* WHAT TO WORK ON *
Transcribe the entries below without alteration.

Stored data entries:

PR #609, opened 2025-09-25
Fix #607 typo in documentation

### LINKED ISSUE #607: [Documentation] Invalid readme title
This file incorrectly states that it's a readme for another adapter, just so you're aware. (Meilisearch instead of Opensearch)

https://github.com/PHP-CMSIG/search/blob/0.12/packages/seal-opensearch-adapter/README.md

lochmueller:


alexander-schranz:
@lochmueller thank you!

PR #620, opened 2025-11-18
Add virtual packages for seal adapters

alexander-schranz:
All seal adapters will provide `cmsig/seal-adapter-implementation`.

All seal adapters in core go with:

```json
    "provide": {
        "cmsig/seal-adapter-implementation": "self.version"
    },
```

Custom adapters need provide the related / supported `cmsig/seal` version:

```json
    "provide": {
        "cmsig/seal-adapter-implementation": "0.12.0"
    },
```

As I personally not a big fan of the virtual packages we will currently not require them in our `integration` packages. But third party are this way free to require it to make composer fail if no adapter was required by the project / library.

This should help eventuall a future `contao/backend-search-bundle` package to require `"cmsig/seal-adapter-implementation": "^0.12"` if they want that behaviour.

### DIFF
--- a/.examples/laravel/composer.lock
+++ b/.examples/laravel/composer.lock
@@ -8,25 +8,25 @@
     "packages": [
         {
             "name": "brick/math",
-            "version": "0.13.1",
+            "version": "0.14.0",
             "source": {
                 "type": "git",
                 "url": "https://github.com/brick/math.git",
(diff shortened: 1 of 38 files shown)


Toflar (approved):
I don't think we're going to use it in Contao after all but in any case, I think this is the right step for whoever builds a package that depends on SEAL and thus on at least one adapter 👍

PR #623, opened 2025-12-03
Update PHPStan, Rector to Version 2 also with Symfony 7.4

alexander-schranz:
Symfony 7.4 was released last week, so update all dependencies to newer versions.


alexander-schranz:
The Lint task currently failing because of: https://github.com/symfony/symfony/issues/62629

* RESULT FOR THIS TASK *
PR #609, opened 2025-09-25
Fix #607 typo in documentation

### LINKED ISSUE #607: [Documentation] Invalid readme title
This file incorrectly states that it's a readme for another adapter, just so you're aware. (Meilisearch instead of Opensearch)

https://github.com/PHP-CMSIG/search/blob/0.12/packages/seal-opensearch-adapter/README.md

lochmueller:


alexander-schranz:
@lochmueller thank you!

PR #620, opened 2025-11-18
Add virtual packages for seal adapters

alexander-schranz:
All seal adapters will provide `cmsig/seal-adapter-implementation`.

All seal adapters in core go with:

```json
    "provide": {
        "cmsig/seal-adapter-implementation": "self.version"
    },
```

Custom adapters need provide the related / supported `cmsig/seal` version:

```json
    "provide": {
        "cmsig/seal-adapter-implementation": "0.12.0"
    },
```

As I personally not a big fan of the virtual packages we will currently not require them in our `integration` packages. But third party are this way free to require it to make composer fail if no adapter was required by the project / library.

This should help eventuall a future `contao/backend-search-bundle` package to require `"cmsig/seal-adapter-implementation": "^0.12"` if they want that behaviour.

### DIFF
--- a/.examples/laravel/composer.lock
+++ b/.examples/laravel/composer.lock
@@ -8,25 +8,25 @@
     "packages": [
         {
             "name": "brick/math",
-            "version": "0.13.1",
+            "version": "0.14.0",
             "source": {
                 "type": "git",
                 "url": "https://github.com/brick/math.git",
(diff shortened: 1 of 38 files shown)


Toflar (approved):
I don't think we're going to use it in Contao after all but in any case, I think this is the right step for whoever builds a package that depends on SEAL and thus on at least one adapter 👍

PR #623, opened 2025-12-03
Update PHPStan, Rector to Version 2 also with Symfony 7.4

alexander-schranz:
Symfony 7.4 was released last week, so update all dependencies to newer versions.


alexander-schranz:
The Lint task currently failing because of: https://github.com/symfony/symfony/issues/62629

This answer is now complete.